Here are five drawbacks of using code:

• Higher learning curve compared to using Interface Builder.
• Naming conventions and code cleanliness are vital for code maintenance when working on a team.
• Inability to add user interface objects and create constraints for the user interface objects visually like in Interface Builder.
• More developers are familiar with using Interface Builder than developers who are familiar with using code to build an app’s layout. If you work with developers who are less familiar with using code, more time may be needed to properly onboard the developers.
• Opportunity cost of missing out some of the automation Interface Builder provides when you build your layouts in Interface Builder.

Because there’s no one-size-fits-all solution, one of the more important steps to coming to the optimal solution is clearly defining the problem. What exactly are you or your team trying to solve?

There are benefits and drawbacks to using Interface Builder and code. You need to consider the tradeoffs before deciding which to use. Questions such as:

• Does it make sense for a project to sacrifice Interface Builder automation for ease of source control when merge conflicts arise?
• Is it preferable to keep Interface Builder visualizations in the sacrifice of reduced compile time?

Personalization is a big consideration. For example:

• Which of the tradeoffs apply to the scenario at hand?
• What about personal preferences?
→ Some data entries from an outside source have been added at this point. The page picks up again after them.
PR #74, opened 2014-11-07
Change web server root to `cwd` by default

thedeeno:
I think breaking the 'project is responsible for its own directory' convention is a pretty significant and not necessarily required (our team doesn't need to do it, for example). I propose that if users want the current default behavior it should be configurable (so the convention breaking is obvious), but by default we stick to the cross-platform/cross-language expectation.

### DIFF
--- a/runner/config.js
+++ b/runner/config.js
@@ -34,7 +34,7 @@ function defaults() {
     // Whether the default set of local (or remote) browsers should be targeted.
     remote:      false,
     // The on-disk path where tests & static files should be served from.
-    root:        path.resolve('..'),
+    root:        path.resolve('.'),
     // The component being tested. Must be a directory under `root`.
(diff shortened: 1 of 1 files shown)


jreichenberg:
WRT the seed-element pattern for dependencies, we've had success with /not/ doing the .bowerrc magic (directory: "../").  This way, dependencies are not scattered to the wind and live inside the component during development time.  Dependency paths in the component are still coded as though it would be consumed downstream (assumes dependencies are siblings). The solution to run local docs/examples from within the component is a http server with a fallback root of 'bower_components/' to try when it would otherwise 404 looking for dependencies as siblings.  Seems much more reasonable than the .bowerrc trick.

Easy in both http-server (via the 'proxy' option) and serve-static (via an additional 'app.use()' call). See also https://github.com/expressjs/serve-static/issues/35

PR #92, opened 2014-12-03
Fix case of FakeXHR when sending a FormData payload.

garlicnation:
There's a pull request in Sinon.JS to fix this upstream, but I've got tests that won't pass without the fix. https://github.com/cjohansen/Sinon.JS/pull/618


nevir:
Let's get the upstream guy merged in; I don't want to have to maintain patches to the concatenated source

PR #103, opened 2014-12-16
Send test status (pass/fail) to SauceLabs

Klathmon:
It didn't look like there was any support for sending pass/fail information to SauceLabs, so I added it in.

Only one file changes and the changes are pretty small overall. I have been using it in my personal project, but haven't tested it too much outside of that.


pope:
+1 to this feature.

PR #111, opened 2015-01-13
Fix testImmediateAsync catch timeout

pdf:
If an exception occurs running a test via `testImmediateAsync`, it will never
return as the `err` is updated, but `testComplete` is never set. This small
patch fixes this behaviour.

### DIFF
--- a/browser.js
+++ b/browser.js
@@ -6985,6 +6985,7 @@ window.testImmediateAsync = function testImmediateAsync(name, testFn) {
     });
   } catch (error) {
     err = error;
+    testComplete = true;
   }
 };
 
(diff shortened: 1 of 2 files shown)


pdf:
I don't know what is up with my CLA, you can see here for the details: https://github.com/Polymer/core-ajax/pull/57#issuecomment-69520191

addyosmani:
@nevir for the blocks in https://github.com/pdf/web-component-tester/blob/18cb213c9e61469f308a84e3d6398d1c74ec3412/browser.js#L6981, it doesn't look like `testComplete` would get updated as mentioned in the description. Change thus LGTM, but you probably have more knowledge about whether this change is needed :)

nevir:
Awesome, thanks for this, and sorry for the delay!

PR #128, opened 2015-02-04
Hang a reference to the ChildRunner's iframe-local wct object

### LINKED ISSUE #101: ChildRunner.prepare never called
`ChildRunner.prepare` in `browser/childrunner.js` does not appear to ever be called. As a result, `this.share = wct.share` never happens. Which then results in `this.emitEvent( 'sub-suite-end', childRunner.share );` not returning any data. Dido for `sub-suite-start`.

Klathmon:
Fixes #101.

I removed the "prepare" function (it seemed overly complex for just one line, and the name didn't really make sense for where it is now), and i put the reference to the share variable in.

### DIFF
--- a/browser.js
+++ b/browser.js
@@ -700,28 +700,28 @@ Progress.prototype.draw = function(ctx){
       , y = half
       , rad = half - 1
       , fontSize = this._fontSize;
-  
+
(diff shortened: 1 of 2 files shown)


nevir:
:+1:

nevir:
`v2.2.3`

PR #173, opened 2015-05-28
Fixes #172

### LINKED ISSUE #172: Flakey results can occur due to running tests while mocha's stylesheet is loading
WCT's browser.js ensures mocha is loaded and this includes a stylesheet which is dynamically loaded. WCT may run tests while this stylesheet is loading and this can lead to flakey results in tests that query stylesheet or computed style information.

It would be better to defer starting tests until the mocha stylesheet has loaded.

sorvell:
by deferring testing until dependencies are fully loaded, specifically mocha's css file.

### DIFF
--- a/browser.js
+++ b/browser.js
@@ -1334,14 +1334,15 @@
   /**
    * We have some hard dependencies on things that should be loaded via
    * `environmentScripts`, so we assert that they're present here; and do any
-   * post-facto setup.
+   * post-facto setup. This setup may be asynchronous and a `callback` can be 
+   * supplied to be informed when this is done.
    */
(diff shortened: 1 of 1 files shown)


garlicnation:
LGTM. Any opinion @nevir ?

azakus:
LGTM after moving fixes into correct files

devinivy:
Since this fix, my suites aren't running at all.  Getting an error, `Timed out loading [path to suite]`.

azakus:
This seems to be breaking a whole bunch of tests. Reverting until I can figure it out.

PR #200, opened 2015-07-29
Updates window.flush to refer to Polymer.dom.flush

mrdewitt:
In Polymer 1.0 no flush method gets called since Polymer.flush and WebComponents.flush are both undefined.

### DIFF
--- a/browser.js
+++ b/browser.js
@@ -1712,8 +1712,8 @@
    * @param {function()} callback
    */
   window.flush = function flush(callback) {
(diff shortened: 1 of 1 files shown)


mrdewitt:
I work for Google, so I don't think I need to sign the CLA.

azakus:
Sorry for the delay.

I can't accept the PR as is because it modifies a generated file, but I'll merge the change into the correct source file and commit that.

azakus:
Committed as 8aeb4db. Thanks!

PR #211, opened 2015-08-31
Allow `childRunner end` events to bubble up to parent reporter

ctreatma:
This fixes an issue where `sub-suite-end` events were not always
triggered when a childRunner finished its tests, which caused
`share` values to be lost for some childRunners.


azakus:
LGTM

PR #241, opened 2015-11-03
use system bower

### LINKED ISSUE #217: Drop `bower` as a dependency and spawn it instead
Related: https://github.com/PolymerElements/polymer-starter-kit/issues/337#issuecomment-142429372

The `bower` dependency tree is massive and the user should have `bower` installed globally anyways.

azakus:
Drop bower as a requirement and use the system bower instead.
If no system bower is installed, warn the user that stuff might not work.

Fixes #217

### DIFF
--- a/package.json
+++ b/package.json
@@ -51,6 +51,7 @@
     "express": "^4.8.5",
     "findup-sync": "^0.2.1",
     "glob": "^4.0.6",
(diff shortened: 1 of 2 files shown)


azakus:
Nope, removing bower install completely :D

PR #254, opened 2015-12-08
Fix incorrect sauce syntax

robdodson:
For sauce you need to send in more browser configuration than is currently listed in the readme


azakus:
LGTM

Everyone has their personal preferences. Some people enjoy using Interface Builder over code, and others do not.

When choosing an approach to build your app’s UI, take time to consider the problems, tradeoffs and personalizations fully. The optimal solution will arise by building a solution tailored to your specific team and project requirements. Ultimately, it’s up to you and your team to decide.

Challenges

You’ve reached the end of the chapter. To help solidify your understanding, try these challenges:

• Recreate the ContactListTableViewController’s UI entirely in code.
• Recreate the ContactTableViewCell’s UI entirely in code.
• Recreate the ContactPreviewView’s UI entirely in code.

Key points

• Working with code requires more upfront manual work than working with Interface Builder.
• You can refactor UI layouts built in Interface Builder into code format.
• There are various methods to create Auto Layout constraints using code.
• Learning visual format language, although rarely seen on new projects, can assist you in debugging constraint conflicts and maintaining legacy codebases.
• Consider the pros and cons when choosing between Interface Builder and code approach to creating your UI layout.